Politique

Gabon : La Justice en mutation

Libreville, Lundi 18 Mai 2026 (Infos Gabon) – Au Gabon, la réforme de la justice ne se joue plus seulement dans les tribunaux. Elle s’écrit désormais dans les textes, les professions réglementées et les institutions chargées de garantir l’autorité de l’État.

L’audience accordée vendredi par le ministre de la Justice à la Chambre nationale des huissiers de justice marque ainsi une nouvelle étape dans la volonté des autorités de moderniser l’appareil judiciaire et de restaurer la crédibilité des acteurs chargés de faire appliquer les décisions de justice.

Conduite par son président, Maître Florent Mounguengui, la délégation des huissiers a porté devant la chancellerie une série de réformes jugées déterminantes pour l’avenir de la profession. Au centre des discussions figure la révision de la loi n°001/2022 portant statut des huissiers de justice. Derrière cette réforme se joue une question essentielle pour l’État de droit au Gabon.
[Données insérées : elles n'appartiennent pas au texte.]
PR #805, opened 2020-04-15
added fast H5PY slice indexing for UVH5.read_uvh5()

nkern:
Added smarter h5py dataset slicing upon UVH5 read call.

## Description

 In general, if one is loading a subset of the blts axis it defaults to a fancy index, which is very slow for HDF5 (see [this stack overflow post](https://stackoverflow.com/questions/21766145/h5py-correct-way-to-slice-array-datasets)). This can be sped up if we are able to slice the datasets when possible. 

Furthermore, default behavior was to slice only one data axis at a time. This PR lets us slice as many axes simultaneously as possible, so we don't need to load in more data than what is requested.

This also exposes the `chunks` kwarg to `UVH5.write_uvh5` and `UVData.write_uvh5` for writing HDF5 files with custom chunking, which can significantly accelerate or degrade I/O performance depending on how the data are typically being read.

Les huissiers ne sont pas de simples exécutants administratifs. Ils incarnent l’autorité judiciaire sur le terrain, assurent l’exécution des décisions de justice, signifient les actes officiels et garantissent l’effectivité des jugements. Or, dans un contexte marqué par les tensions sociales, les litiges économiques et la complexification des procédures, la profession estime que les protections juridiques actuelles restent insuffisantes.

Une profession stratégique au cœur de l’autorité judiciaire

La Chambre nationale souhaite ainsi renforcer la protection fonctionnelle des huissiers confrontés à des missions parfois sensibles et exposées. Les travaux engagés avec le ministère visent à consolider le cadre normatif afin de mieux sécuriser l’exercice de cette profession d’autorité publique. Cette évolution traduit une réalité plus profonde. Dans de nombreux États africains, l’efficacité de la justice dépend autant des décisions rendues que de leur application concrète. Une justice incapable de faire exécuter ses propres décisions fragilise l’État lui-même.

Autre réforme majeure évoquée lors de cette audience, la réactualisation de la tarification des actes d’huissier. Le chantier peut sembler technique, mais il touche directement à l’accessibilité et à la stabilité économique du système judiciaire. Un projet de décret est actuellement en préparation pour adapter les coûts des prestations judiciaires aux réalités contemporaines. Pour la profession, il s’agit de mettre fin à un décalage entre les textes existants et l’évolution des procédures, des charges de fonctionnement et des exigences administratives.

Sécurisation et modernisation institutionnelle

La création prochaine d’une carte professionnelle sécurisée constitue également un tournant important. Dans un environnement où les usurpations et les faux actes judiciaires fragilisent parfois la confiance des citoyens, cette mesure vise à renforcer l’identification officielle des huissiers et la traçabilité de leurs interventions. Les modalités de délivrance et de contrôle sont actuellement étudiées conjointement par la profession et les services de la chancellerie.

Au-delà des aspects techniques, cette série de réformes révèle une ambition plus large portée par les autorités gabonaises. Celle d’installer une justice plus crédible, plus sécurisée et mieux adaptée aux exigences d’un État moderne. La question du financement de la Chambre nationale des huissiers a d’ailleurs été abordée dans cette logique de structuration institutionnelle durable. Bien qu’autonome, l’organisation souhaite bénéficier d’un encadrement juridique clair pour assurer ses missions ordinales et disciplinaires.

Le défi de la confiance judiciaire

Dans un contexte africain où la confiance dans les institutions reste un enjeu central de stabilité politique et économique, la modernisation des professions judiciaires devient stratégique. Les investisseurs, les entreprises, mais aussi les citoyens ordinaires évaluent désormais la solidité d’un État à sa capacité à garantir l’exécution des contrats, la sécurité juridique et l’équité procédurale.

En ouvrant le chantier de la réforme des huissiers de justice, le Gabon envoie donc un signal politique fort. Celui d’un pays qui cherche à renforcer les fondations concrètes de son État de droit. Car au-delà des discours institutionnels, une justice moderne se mesure aussi à la capacité de ses agents à agir avec autorité, protection et crédibilité.